Mark Chona, former special assistant to Kenneth Kaunda, Zambia's first president, said: "We are very devastated because he was a very hard working and committed president and leader. He was extremely passionate about anything he had decided to achieve."

=== International ===
The South African government (which Vice President Scott had previously irritated by calling "backwards") issued a statement that read: "President Sata belongs to the generation of leaders produced by Zambia during the colonial times and gallantly pursued the anti-colonial struggle. His death reminds the people of South Africa of Zambia’s immeasurable sacrifice and the sterling leadership role that Zambia played in ridding the African continent of the yoke of colonial domination and apartheid rule."

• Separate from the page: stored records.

PR #183, opened 2022-01-21
[Content] Grid Reference

jamesb93:
Adds reference entry for Grid﻿:

https://learn-git-fork-jamesb93-content-grid-reference-flucoma.vercel.app/reference/grid


tremblap (commented):
This is great, clear and nice with the widget. I would approve right away but I wonder if we should put a short paragraph (and a widget if easy) to explain the constraints in 1D and the oversampling (with a drawing of all the points that are left empty maybe) so we have all the elements explained there?  These latter 2 do not need interaction, maybe just a few examples as static images.

jamesb93:
There are technical barriers to achieving this right now. I couldn't (on my own) find a good way to leverage any existing libraries that perform linear assignment in js and weren't too heavy on the ol' CPU. So actually under the hood what happens is a simple interpolation of point-to-point. I could add some static images and loop back around if there were extra time.

jamesb93:
@tremblap I have re-requested review for you to check out the addendums of oversampling and extent if you have time at some point.

tedmoore:
This is super. A few feedbacks:

`This can be useful for compacting two-dimensional data into a uniform representation in which points are equally spaced from each other.`  I would use a word other than compacting. To me that implies (making more dense) and that's not always or really what's going on here. Maybe just "reorganising" (see the British English there! I'm learning!) (also I changed my computer's language settings so now I see red lines under American spellings!)

 `To do this, Grid analyses a dataset and determines a cost for moving (or assigning) each point two a position on a grid based on the euclidian distance between points.` "two" is a typo. Also, I would leave out the thing about "cost" since it doesn't get elaborated further. Many of our readers aren't going to be familiar with the type of algorithms that use "cost functions" so tossing "cost" in here is kind of a red herring.

`least worst` This is a little to cheecky and a little mind bending for my taste. I think just saying "best" is easier to read and clearer. or just: `Given these constraints, the algorithm will find the outcome in which the movement of points is minimised.`

`By default, the output grid is the number of dimensions` I think you mean number of points here. Also I think more accurate would be _the same as the number of points_ or _larger but as close as possible to the number of points_ in the input dataset, ensuring that Grid forms a square or rectangle.

tedmoore (approved):

PR #184, opened 2022-01-24
[Content] LabelSet Reference

jamesb93:
Adds a labelset reference

### DIFF
--- a/src/lib/components/DataSetView.svelte
+++ b/src/lib/components/DataSetView.svelte
@@ -5,31 +5,49 @@
 	}
 </script>
 
-<div class="table">
-	<div class="heading">Identifier</div>
-	<div class="heading">Data</div>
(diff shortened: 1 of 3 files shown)


tremblap (commented):
This is great. One more caveat we had to explain 903842390482 times: identifiers and labels are strings, even if they are made only of digits, so 60 is in effect "60" and very often "60" != 60

jamesb93:
yeah good catch. It is deffo important to explicate the types of the data under the hood.

tedmoore:
> identifiers and labels are strings

Is it more accurate to say that they're "symbols" in SC this is an important distinction and I think in Max we use `[fromsymbol]` to convert to an int (for example), so tying in to that terminology might be good.

tedmoore (approved):
see comment above

PR #187, opened 2022-01-24
Ampslice overview

tedmoore:
Is this material that we want to include somewhere? I tucked it under "Overviews" right now. I think looking at these envelope followers in this way would be nice.


jamesb93:
I would probably be convinced to merge this stuff with the reference rather than as an overview.

jamesb93:
Just as an FYI @tedmoore we need to have a protocol in place for committing and having images on the website. They need to be small, very small. More than 50-100kb is already too much.

I would be converting them to jpeg first and then compressing with something convenient like https://imageoptim.com/mac. This way the site runs faster, git doesn't get bogged down and it helps people view the content on slow connections.

jamesb93:
I will draw up a "contribting guide" so we can remind ourselves on some parameters for this sort of stuff collectively. The mp3s you made in the previous PR were good space savers, do you remember which settings you used @tedmoore ? I can bang one up for images then we'll have a central place to refer to.

jamesb93 (commented):
Needs discussion about where this material is most appropriate. I think it's discussing the _what_ of the algorithm, and would also support the current reference material. For those reasons I see this as a block that should be merged with the current reference.

tedmoore:
> The mp3s you made in the previous PR were good space savers, do you remember which settings you used @tedmoore ?

There were 128 kbps. Done in Reaper (which is [LAME](https://lame.sourceforge.io/)).

tedmoore:
@jamesb93, I integrated the ampslice "overview" with the pictures and stuff into the ampslice reference page. I commented out the widget (in lieu of the pictures) as discussed per the "slow" envelope not yet behaving properly. 

The text is mostly unchanged, just commented out or deleted text that was duplicated and interleaved a few things to try to make it smoother.

Happy to let this merge in if you feel good about it.

jamesb93:
> @jamesb93, I integrated the ampslice "overview" with the pictures and stuff into the ampslice reference page. I commented out the widget (in lieu of the pictures) as discussed per the "slow" envelope not yet behaving properly.
> 
> The text is mostly unchanged, just commented out or deleted text that was duplicated and interleaved a few things to try to make it smoother.
> 
> Happy to let this merge in if you feel good about it.

Yeah I feel good about it. Thanks for touching this up and making it more accurate and useful. I'll loop back around in docs v2 to do a widget but its just a time drain for now so it shall remain a bit shitty and commented out ;)

tremblap:
@jamesb93 james said:
> This way the site runs faster, git doesn't get bogged down and it helps people view the content on slow connections.

I cannot stress enough how much I agree with this.

PR #188, opened 2022-01-25
[Content] Loudness Reference

jamesb93:
- loudness skeleton
- loudness component skeleton
- nuance text


jamesb93:
@tremblap I'm asking you for review because you are the expert in loudness and have explained this several times to me. I'm struggling to find a way to leverage visual resources in this context so perhaps as part of your review you might suggest a straightforward scenario that I can widgetise that might help clarify the role of loudness for musicians. Easy in Max but a little hard in web-land to think of something convincing.

tremblap:
good draft. I've made a google doc with a revision and comments on the text.

https://docs.google.com/document/d/1x1lzapSG0Sv591gs8eU6XDGuIAkkeeVzRQvjW7vXbSg/edit?usp=sharing

Once edited, maybe sending it to Ted for more feedback

jamesb93:
> good draft. I've made a google doc with a revision and comments on the text.
> 
> https://docs.google.com/document/d/1x1lzapSG0Sv591gs8eU6XDGuIAkkeeVzRQvjW7vXbSg/edit?usp=sharing
> 
> Once edited, maybe sending it to Ted for more feedback

Thank you, all your changes are great.

@tedmoore would you mind taking a look at this and tell me what you think and feel? I'm not sure how to support this visually but I feel like it maybe needs it.

tedmoore:
I also think this is super. Very clear and appropriately concerned with the complexity of perception!

Visually, I can think of two graphics. One is of the Fletcher-Munson curve (or which ever curve is used for EBU standards). The second is a zoomed in picture of waveform showing the digital signal as a lollipop plot and the analog signal as a line. Where the line goes "higher" in amplitude (between samples) than the lollipop plot would suggest, showing why true peak can be important to calculate. It might even be the case that the analog line goes above an amplitude of 1, to make it "scary".

I also think it needs some explanation of what LUFS are. This could just be a link to an existing description, but it should be in there. Many readers won't know what that term means.

One suggestion. I wonder if this sentence: `For instant loudness, the recommended window size is 400ms updated every 100ms.` should be the second sentence of the paragraph? It directly explains `a small, configurable window of time`. Then in the next sentence you could be more explicit stating that in each of these time windows, Loudness measures...

In that same sentence, do you mean instance or instantaneous?

One typo: the word 'subjects'.

tedmoore (approved):
Left some comments above.

jamesb93:
> Left some comments above.

Thanks :) I'll crack on with your suggestions on the 'morrow

PR #192, opened 2022-01-27
[Content] Changed Alice's profile pic

jdchart:


jdchart:
If we could kindly merge asap :) @jamesb93

jamesb93:
In future if its a change like this feel free to merge it on your own as long as the build doesn't break on vercel.

PR #193, opened 2022-01-27
[Content] Copy flucoma.org made withs

jamesb93:
This takes the made with content from flucoma.org and puts it into the learn platform in an effort to centralise it.


jdchart:
Wow ! such fast. 

this looks good, although naturally it's kind of submerged with compositions now... Maybe we could have a "listen" section or something... but then a gain people may ask what's the difference between listen and made-with-flucoma?

jamesb93:
Without being dramatic, I think it pollutes/ruins the focus of the learn platform in this current structure. I am quite sensitive to this kind of thing 😄  IMO we either:

1. Roll these changes back and rename made with flucoma
2. Create an archive section?

We should relegate more detailed discussion to a formal meeting as per email thread.

tremblap (changes requested):
See email update - this is now probably obsolete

Kenyan President Uhuru Kenyatta hailed Sata as an "outstanding son of Africa" and added: "He was gifted with unique, admirable abilities and strong values."

The Foreign Secretary of Zambia's former colonial power Britain, Philip Hammond, said: "[Sata] played a commanding role in the public life of his country over three decades...and finally as president."